Stored items
PR #2345, opened 2016-04-07
update nuget to 1160

anurse:
/cc @davidfowl @pakrym @eerhardt @piotrpMSFT

---
This change is [Reviewable](https://reviewable.io/reviews/dotnet/cli/2345)

### DIFF
--- a/scripts/dotnet-cli-build/CompileTargets.cs
+++ b/scripts/dotnet-cli-build/CompileTargets.cs
@@ -230,7 +230,6 @@ namespace Microsoft.DotNet.Cli.Build
         public static BuildTargetResult CompileStage1(BuildTargetContext c)
         {
             CleanBinObj(c, Path.Combine(c.BuildContext.BuildDirectory, "src"));
-            CleanBinObj(c, Path.Combine(c.BuildContext.BuildDirectory, "test"));
 
             if (Directory.Exists(Dirs.Stage1))
             {
@@ -258,7 +257,6 @@ namespace Microsoft.DotNet.Cli.Build
             var configuration = c.BuildContext.Get<string>("Configuration");
 
             CleanBinObj(c, Path.Combine(c.BuildContext.BuildDirectory, "src"));
-            CleanBinObj(c, Path.Combine(c.BuildContext.BuildDirectory, "test"));
 
             if (Directory.Exists(Dirs.Stage2))
             {
--- a/scripts/dotnet-cli-build/CompileTargets.cs
+++ b/scripts/dotnet-cli-build/CompileTargets.cs
@@ -48,7 +48,7 @@ namespace Microsoft.DotNet.Cli.Build
             return c.Success();
         }
 
-        // Moving PrepareTargets.RestorePackages after PackagePkgProjects because managed code depends on the 
+        // Moving PrepareTargets.RestorePackages after PackagePkgProjects because managed code depends on the
         // Microsoft.NETCore.App package that is created during PackagePkgProjects.
         [Target(nameof(PrepareTargets.Init), nameof(CompileCoreHost), nameof(PackagePkgProjects), nameof(PrepareTargets.RestorePackages), nameof(CompileStage1), nameof(CompileStage2))]
         public static BuildTargetResult Compile(BuildTargetContext c)
@@ -565,7 +565,7 @@ namespace Microsoft.DotNet.Cli.Build
                 // in CompileTargets and the one in the shared library project.json match and are updated in lock step, but long term
                 // we need to be able to look at the project.lock.json file and figure out what version of Microsoft.NETCore.Runtime.CoreCLR
                 // was used, and then select that version.
-                ExecSilent(Crossgen.GetCrossgenPathForVersion(CompileTargets.CoreCLRVersion),
+                ExecSilent(Crossgen.GetCrossgenPathForVersion(CoreCLRVersion),
                     "-readytorun", "-in", file, "-out", tempPathName, "-platform_assemblies_paths", pathToAssemblies);
 
                 File.Delete(file);
--- a/scripts/dotnet-cli-build/PrepareTargets.cs
+++ b/scripts/dotnet-cli-build/PrepareTargets.cs
@@ -228,7 +228,7 @@ namespace Microsoft.DotNet.Cli.Build
         {
             var dotnet = DotNetCli.Stage0;
 
-            dotnet.Restore("--verbosity", "verbose", "--disable-parallel", "--infer-runtimes", "--fallbacksource", Dirs.Corehost)
+            dotnet.Restore("--verbosity", "verbose", "--disable-parallel", "--fallbacksource", Dirs.Corehost)
                 .WorkingDirectory(Path.Combine(c.BuildContext.BuildDirectory, "src"))
                 .Execute()
                 .EnsureSuccessful();
--- a/src/Microsoft.DotNet.Cli.Utils/CommandResolution/ProjectToolsCommandResolver.cs
+++ b/src/Microsoft.DotNet.Cli.Utils/CommandResolution/ProjectToolsCommandResolver.cs
@@ -19,7 +19,7 @@ namespace Microsoft.DotNet.Cli.Utils
 {
     public class ProjectToolsCommandResolver : ICommandResolver
     {
-        private static readonly NuGetFramework s_toolPackageFramework = FrameworkConstants.CommonFrameworks.NetStandardApp15;
+        private static readonly NuGetFramework s_toolPackageFramework = FrameworkConstants.CommonFrameworks.NetCoreApp10;
         
         private static readonly CommandResolutionStrategy s_commandResolutionStrategy = 
             CommandResolutionStrategy.ProjectToolsPackage;
--- a/src/dotnet/commands/dotnet-build/CompileContext.cs
+++ b/src/dotnet/commands/dotnet-build/CompileContext.cs
@@ -12,6 +12,7 @@ using Microsoft.DotNet.ProjectModel;
 using Microsoft.DotNet.ProjectModel.Utilities;
 using Microsoft.DotNet.Tools.Compiler;
 using Microsoft.Extensions.PlatformAbstractions;
+using Microsoft.DotNet.ProjectModel.Compilation;
 
 namespace Microsoft.DotNet.Tools.Build
 {
@@ -79,7 +80,7 @@ namespace Microsoft.DotNet.Tools.Build
                 return true;
             }
 
-            foreach (var dependency in Sort(_rootProjectDependencies.ProjectDependenciesWithSources))
+            foreach (var dependency in Sort(_rootProjectDependencies))
             {
                 var dependencyProjectContext = ProjectContext.Create(dependency.Path, dependency.Framework, new[] { _rootProject.RuntimeIdentifier });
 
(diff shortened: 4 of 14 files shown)


eerhardt:
This is not the version on the Build Dependency Matrix.  We need to make sure this version NuGet wants shipped.  NuGet still says current build is 1130.

eerhardt:
@emgarten - Can NuGet update the Build Dependency Matrix with this build? Or is this not a build that is supposed to go into .NET Core RC2?

anurse:
This build contains fixes required to ship ASP.NET RC2, so whatever needs to happen to make this mergable should happen :).

emgarten:
There are a few extra fixes in this that haven't been fully tested. They should be helpful, but we're going to hold off on updating NuGet in the CLI until tomorrow.

anurse:
We can wait until then. This is blocking ASP.NET release, but not active ASP.NET work

anurse:
Just a reminder: We are waiting on a new NuGet build to come today, so don't merge this yet :)

eerhardt:
@emgarten @yishaigalatzer  - any update on this?  Is there a newer NuGet build that CLI should be using?

emgarten:
@anurse would you update this to use 3.5.0-beta-1160, it contains just the critical changes needed for the CLI
* NetStandardApp -> NetCoreApp for all nuget packages
* Allow projects to fill nupkg dependencies
* NetCoreApp as the default TFM for tools
* locale property in the lock file

eerhardt:
@anurse - did you just kick off like 5 Jenkins runs?

anurse:
@eerhardt I hope not, it should have a quiet period. I've noticed that before.

anurse:
So much for that... I'll clean it up...

eerhardt:
@emgarten - can you update the Build Dependency Matrix OneNote with the correct build?  That way I don't get questioned why CLI is using a version of NuGet that isn't on there...

emgarten:
NuGet XPlat has been updated to netcoreapp1.0, it looks like the build is failing because the project using that package need to add an imports or change framework.

```
11:06:58 Errors in D:\j\workspace\release_windo---4c3b899b\src\dotnet\project.json
11:06:58     Package NuGet.CommandLine.XPlat 3.5.0-beta-1160 is not compatible with netstandard1.5 (.NETStandard,Version=v1.5). Package NuGet.CommandLine.XPlat 3.5.0-beta-1160 supports:
11:06:58       - net46 (.NETFramework,Version=v4.6)
11:06:58       - netcoreapp1.0 (.NETCoreApp,Version=v1.0)
11:06:58     One or more packages are incompatible with .NETStandard,Version=v1.5.
```

emgarten:
It looks like ProjectToolsCommandResolver may be looking for the netstandard path instead of the netcoreapp path.

piotrpMSFT:
@brthor can you look at the resolver?

piotrpMSFT:
I just fixed ProjectToolsCommandResolver.

This exposed another bug with some interesting characteristics @cdmihai 

We are failing to find an output assembly for a p2p that is marked as "type"="project. The same project.json lists several other p2p's which don't have this label. The other p2p's are picked up by `dotnet build` and their ouputs are produced. This one is not picked up, output is not produced, and subsequent compile fails due to a missing dependency.

cdmihai:
Interesting. I'll look into it.

In the meantime can you please tell me what `type:project` means, and how does it affect the behaviour of things?

AFAIK, `type: build` means that the subgraph from that project should not be published, and `type:platform` means that the subgraph should not be published AND the root should be put into one of the deps files.

anurse:
`type:project` is not a thing :). It's actually `target: project` and it means that the project will always be selected, instead of a package. That's actually the default precedence anyway, but that constraint means that a package can **never** match that dependency. There is a similar `target: package` that can be used to restrict to packages even when a project would be able to match it.

anurse:
I'm also going to be taking a look, trying to get a local repro now

brthor:
:+1: for the constant change. 

Will this break existing tools that don't target netcoreapp though? 
May need to change fsc as well if that is the case.

cdmihai:
@piotrpMSFT 

How do I repro this? I applied this change: https://github.com/dotnet/cli/pull/2345/files#diff-d9b42908756d84c88d578d9980a4be37R22
And then I modified the project to project dependencies test asset to have `target: project` for p2p dependencies. However, it still builds successfully.

anurse:
It repros for me without any changes by just cloning this branch and running `.\build`

cdmihai:
OK, I was trying to get a minimal repro so I don't have to work with build.cmd :)

anurse:
Yeah, it looks like it's happening when trying to build the EndToEnd tests

cdmihai:
How very odd. I took the branch, built, and then modified this test asset https://github.com/dotnet/cli/tree/rel/1.0.0/TestAssets/TestProjects/TestProjectToProjectDependencies/src
to make some project depencies have target: project.

Stage1 still built it successfully.

Gonna debug to see what actually happens with EndToEnd.

anurse:
It's definitely unrelated to `target:project`. I'm having some trouble with debug symbols on my box but I'm getting ramped up to debug.

piotrpMSFT:
@anurse any updates?

anurse:
Not yet, still debugging. It's definitely just not building "Microsoft.Extensions.Testing.Abstractions" even though it is in the dependencies.

anurse:
I think I've identified the issue. The problem is that `dotnet-test-xunit` has a dependency on `Microsoft.Extensions.Testing.Abstractions` which is a project. The code in `dotnet-build` which sorts and selects projects to build only walks down projects so it stops at `dotnet-test-xunit` and schedules `Microsoft.Extensions.Testing.Abstractions` for build.

emgarten:
@anurse could this related to the change in nuget to allow projects to be used for nupkg depenencies?

cdmihai:
@anurse I'm seeing the same thing. Dotnet.Tools.Tests.Utilities -> dotnet-test-xunit -> MSFT.Extensions.Testing.Abstractions

So, in the past, ProjectDescription(Dotnet.Tools.Tests.Utilities).Dependencies() included the dependencies of dotnet-test-xunit, but now it does not do that anymore, and therefore Extensions.Testing.Abstractions is not seen anymore, so it's pushed back in the schedule because nobody seems to depend on it.

Questions is, why did ProjectDescription.Dependencies changed to not include transitive dependencies anymore? Is that a new design decision, or bug?

anurse:
@emgarten possibly.

@cdmihai I don't remember it ever having transitive dependencies, but I may be wrong.

anurse:
Ok, that failure is fixed, moving on to the next one :)

scripts/dotnet-cli-build/CompileTargets.cs
```diff
@@ -620,10 +618,17 @@ public static BuildTargetResult CrossgenSharedFx(BuildTargetContext c, string pa
                 // in CompileTargets and the one in the shared library project.json match and are updated in lock step, but long term
                 // we need to be able to look at the project.lock.json file and figure out what version of Microsoft.NETCore.Runtime.CoreCLR
                 // was used, and then select that version.
-                ExecSilent(Crossgen.GetCrossgenPathForVersion(CompileTargets.CoreCLRVersion),
+                ExecSilent(Crossgen.GetCrossgenPathForVersion(CoreCLRVersion),
                     "-readytorun", "-in", file, "-out", tempPathName, "-platform_assemblies_paths", pathToAssemblies);
 
-                File.Delete(file);
+                for (int i = 0; i < 10 && File.Exists(file); i++)
```
anurse: This reduced the frequency of the unauthorized access error moving KestrelDesktop, but it's still a band-aid

scripts/dotnet-cli-build/CompileTargets.cs
```diff
@@ -259,7 +258,6 @@ public static BuildTargetResult CompileStage2(BuildTargetContext c)
             var configuration = c.BuildContext.Get<string>("Configuration");
 
             CleanBinObj(c, Path.Combine(c.BuildContext.BuildDirectory, "src"));
-            CleanBinObj(c, Path.Combine(c.BuildContext.BuildDirectory, "test"));
```
anurse: Unnecessary and messes with rebuilding and re-running some tests.

scripts/dotnet-cli-build/PrepareTargets.cs
```diff
@@ -228,7 +228,7 @@ public static BuildTargetResult RestorePackages(BuildTargetContext c)
         {
             var dotnet = DotNetCli.Stage0;
 
-            dotnet.Restore("--verbosity", "verbose", "--disable-parallel", "--infer-runtimes", "--fallbacksource", Dirs.Corehost)
+            dotnet.Restore("--verbosity", "verbose", "--disable-parallel", "--fallbacksource", Dirs.Corehost)
```
anurse: This was working around the issue with the NETCore App package, I'll revert it and rebase before merging.

scripts/dotnet-cli-build/CompileTargets.cs
```diff
@@ -620,10 +618,17 @@ public static BuildTargetResult CrossgenSharedFx(BuildTargetContext c, string pa
...
                 // we need to be able to look at the project.lock.json file and figure out what version of Microsoft.NETCore.Runtime.CoreCLR
                 // was used, and then select that version.
-                ExecSilent(Crossgen.GetCrossgenPathForVersion(CompileTargets.CoreCLRVersion),
+                ExecSilent(Crossgen.GetCrossgenPathForVersion(CoreCLRVersion),
                     "-readytorun", "-in", file, "-out", tempPathName, "-platform_assemblies_paths", pathToAssemblies);
 
-                File.Delete(file);
+                for (int i = 0; i < 10 && File.Exists(file); i++)
+                {
+                    File.Delete(file);
```
eerhardt: Does this throw an exception?

anurse: No, though I'm probably just going to revert it since I don't think it's actually doing anything to help :)

src/Microsoft.DotNet.Cli.Utils/CommandResolution/ProjectToolsCommandResolver.cs
```diff
@@ -19,7 +19,7 @@ namespace Microsoft.DotNet.Cli.Utils
 {
     public class ProjectToolsCommandResolver : ICommandResolver
     {
-        private static readonly NuGetFramework s_toolPackageFramework = FrameworkConstants.CommonFrameworks.NetStandardApp15;
+        private static readonly NuGetFramework s_toolPackageFramework = FrameworkConstants.CommonFrameworks.NetCoreApp10;
```
eerhardt: Wasn't there another change to do this that never got merged in?  https://github.com/dotnet/cli/pull/2350

src/dotnet/commands/dotnet-build/CompileContext.cs
```diff
@@ -514,31 +515,40 @@ private void MakeRunnable()
...
+            if (dependencies.ProjectDependenciesWithSources.TryGetValue(node.Library.Identity.Name, out projectDependency))
+            {
+                // Add to the list of projects to build
+                outputs.Add(projectDependency);
+            }
+        }
+
+        private class ProjectComparer : IEqualityComparer<ProjectDescription>
+        {
+            public bool Equals(ProjectDescription x, ProjectDescription y) => string.Equals(x.Identity.Name, y.Identity.Name);
```
eerhardt: Ordinal?

src/dotnet/project.json
```diff
@@ -55,13 +55,13 @@
...
-      "imports": [
-        "dnxcore50",
-        "netstandardapp1.5",
-        "portable-net45+win8",
-        "portable-net45+wp80+win8+wpa81+dnxcore50"
-      ]
+    "netcoreapp1.0": {
+        "imports": [
+            "dnxcore50",
+            "netstandardapp1.5",
```
eerhardt: Can this be removed now?  I thought only NuGet needed it.

test/dotnet-test.Tests/GivenThatWeWantToRunTestsInTheConsole.cs
```diff
@@ -21,14 +21,17 @@ public GivenThatWeWantToRunTestsInTheConsole()
...
-                testAssetManager.CreateTestInstance("ProjectWithTests", identifier: "ConsoleTests").WithLockFiles();
+                testAssetManager.CreateTestInstance("ProjectWithTests", identifier: "ConsoleTests");
 
             _projectFilePath = Path.Combine(testInstance.TestRoot, "project.json");
             var contexts = ProjectContext.CreateContextForEachFramework(
                 _projectFilePath,
                 null,
                 PlatformServices.Default.Runtime.GetAllCandidateRuntimeIdentifiers());
 
+            // Restore the project again in the destination to resolve projects
```
eerhardt: Can these give a little bit deeper of a reason of "why"?  That way when whatever the underlying issue is fixed, this restore can be removed.

src/dotnet/commands/dotnet-build/CompileContext.cs
anurse: That's the default, but yeah, I like being clear there as well :)

eerhardt:
I gave it a once over and added some minor comments.  Overall, LGTM.

test/dotnet-test.Tests/GivenThatWeWantToRunTestsInTheConsole.cs
anurse: There's no "issue" to be fixed. It's by design. Project paths are now stored in the lock file as relative paths and as a result, the project needs to be re-restored when it is moved to a different folder structure.

src/dotnet/commands/dotnet-build/CompileContext.cs
eerhardt: No, Ordinal is not the default string comparison.

src/dotnet/project.json
anurse: Trying now, we'll see if it works :)

src/Microsoft.DotNet.Cli.Utils/CommandResolution/ProjectToolsCommandResolver.cs
anurse: Yes, this supersedes that change

src/dotnet/commands/dotnet-build/CompileContext.cs
eerhardt: Oh I take that back... string.Equals does do ordinal.  I was thinking of StartsWith, IndexOf, etc.  My mistake.  Carry on, nothing to see here.

anurse:
```
17:14:56     Unable to resolve 'runtime.win7-x86.Microsoft.NETCore.DotNetHostPolicy (>= 1.0.1-rc2-002385-00)' for '.NETCoreApp,Version=v1.0 (win7-x86)'.
17:14:56     Unable to resolve 'runtime.win7-x86.Microsoft.NETCore.DotNetHostResolver (>= 1.0.1-rc2-002385-00)' for '.NETCoreApp,Version=v1.0 (win7-x86)'.
17:14:56     Unable to resolve 'runtime.win7-x86.Microsoft.NETCore.DotNetHost (>= 1.0.1-rc2-002385-00)' for '.NETCoreApp,Version=v1.0 (win7-x86)'.
```

Looks like we're still getting this :(

eerhardt:
:shipit:

piotrpMSFT:
wohoo!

» Task
With the line containing "-230,7 +230,6 @@ namespace Microsoft.DotNet.Cli.Build" as the last one, please set down exactly the lines of the records above from their very first line, and nothing more.

» Response area
PR #2345, opened 2016-04-07
update nuget to 1160

anurse:
/cc @davidfowl @pakrym @eerhardt @piotrpMSFT

---
This change is [Reviewable](https://reviewable.io/reviews/dotnet/cli/2345)

### DIFF
--- a/scripts/dotnet-cli-build/CompileTargets.cs
+++ b/scripts/dotnet-cli-build/CompileTargets.cs
@@ -230,7 +230,6 @@ namespace Microsoft.DotNet.Cli.Build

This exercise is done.